Posts Tagged ‘highlight’

MMA DieHards Counterpunch: UFC 168

MMA DieHards focuses on UFC 168 in this week’s session of Counterpunch, for the bouts that take place Saturday at the MGM Grand Garden Arena in Las Vegas.

UFC 168 is co-headlined with two title matches.  Middleweight champion Chris Weidman takes on Anderson Silva in a highly anticipated rematch.  The co-main event delivers an equally intriguing bout, as women’s bantamweight champion Ronda Rousey puts her title on the line in a rematch against Miesha Tate, following a heated battle as opposite coaches on “TUF 18.”

MMADieHards.com selected some of their finest to bring you Counterpunch for the event.  The group independently makes its selections for each fight. Minority picks will be defended by one of the panelists making that selection.

Joining this week is Joe Rizzo, Corey Charron, Nick Hammar, Trevor Airdrie and myself, Jason Kelly.  However, Charron picked with the majority in each case and will not be defending any of his selections.

Fighters unanimously selected were Jim Miller and Dustin Poirier.

Below, we list the match and the defender’s write-up:


Chris Weidman vs. Anderson Silva

Defending Weidman: Joe Rizzo

My esteemed colleagues, I thank you for not monitoring history.  The lesson is that those who do not learn from history are doomed to repeat it. Heck, even Vegas is ready to take advantage, making Silva a slight favorite.

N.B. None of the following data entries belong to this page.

PR #1074, opened 2026-08-24
Join late-joining counsellors into existing enquiry rooms (and revoke on removal)

kiodreambau:
Closes OpenResilienceInitiative/ORISO-UserService#1060
Refs OpenResilienceInitiative/ORISO-Frontend#811

## Why this exists twice

PR OpenResilienceInitiative/ORISO-UserService#1063 already implemented this issue — but its base was `speed/reflux-progress-exp-16-aug`, not `pre-dev`. That branch is stuck behind a red openapi consumer check, so the fix never reached `pre-dev` and the bug is still live there:

```
git ls-tree -r --name-only origin/pre-dev | grep -i latejoiner   → empty
```

This PR brings the work onto `pre-dev` and closes four gaps #1063 left open (integration test, rollback leak, `INITIAL` enquiries, bulk-import fan-out).

## Problem

US#905 joins the agency's counsellors into an enquiry's Matrix room **at room creation**. That only helps counsellors who were already in the agency at that moment. A counsellor added afterwards never becomes a member of the rooms that already exist — Matrix `/sync` returns nothing for a non-member, and no later event repairs it. The agency's open initial requests simply stay invisible to them: no error, no empty state, nothing to act on.

## Change

`AgencyLateJoinerMembershipService` closes both halves:

- **Join (the reported bug):** completing an agency assignment backfills the counsellor into the Matrix rooms of the agency's existing open enquiries.
- **Revoke (the reverse path the issue asks for):** marking a consultant-agency relation deleted takes that membership back, so a counsellor does not keep syncing enquiries of an agency they left. The hook sits in `markAsDeleted`, which covers both the single-agency endpoint and the bulk path behind `ConsultantAdminFacade#setConsultantAgencies`.

Per-counsellor membership logic is shared with the at-creation fan-out by promoting `AgencySilentMembershipService#joinSilently` to the public `joinConsultantIntoRoom`, so the backfill cannot drift from #905's semantics.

Time to take money from your friends.

In case you were not paying attention, Weidman beat Silva the first time they met. Call it a fluke at your own risk. Think all you want that Silva is not going to appear to showboat in this fight.  It’s not showboating, it’s part of his mental and physical game to make his opponents swing and miss early, then take themselves mentally out of the match, opening the door for Silva, the deadliest striker in MMA history.

When you’re advancing in your 30s (Silva is now 38), combat skills decline some days by millimeters, and that is what happened to Silva in the first fights with Chael Sonnen and Weidman.  Weidman connected with the feigning Silva where everyone else in the past missed.  The chances of Silva’s skills being off by a margin otherwise not noticeable are increasing every day.  It’s a matter of the opponent being able to take advantage.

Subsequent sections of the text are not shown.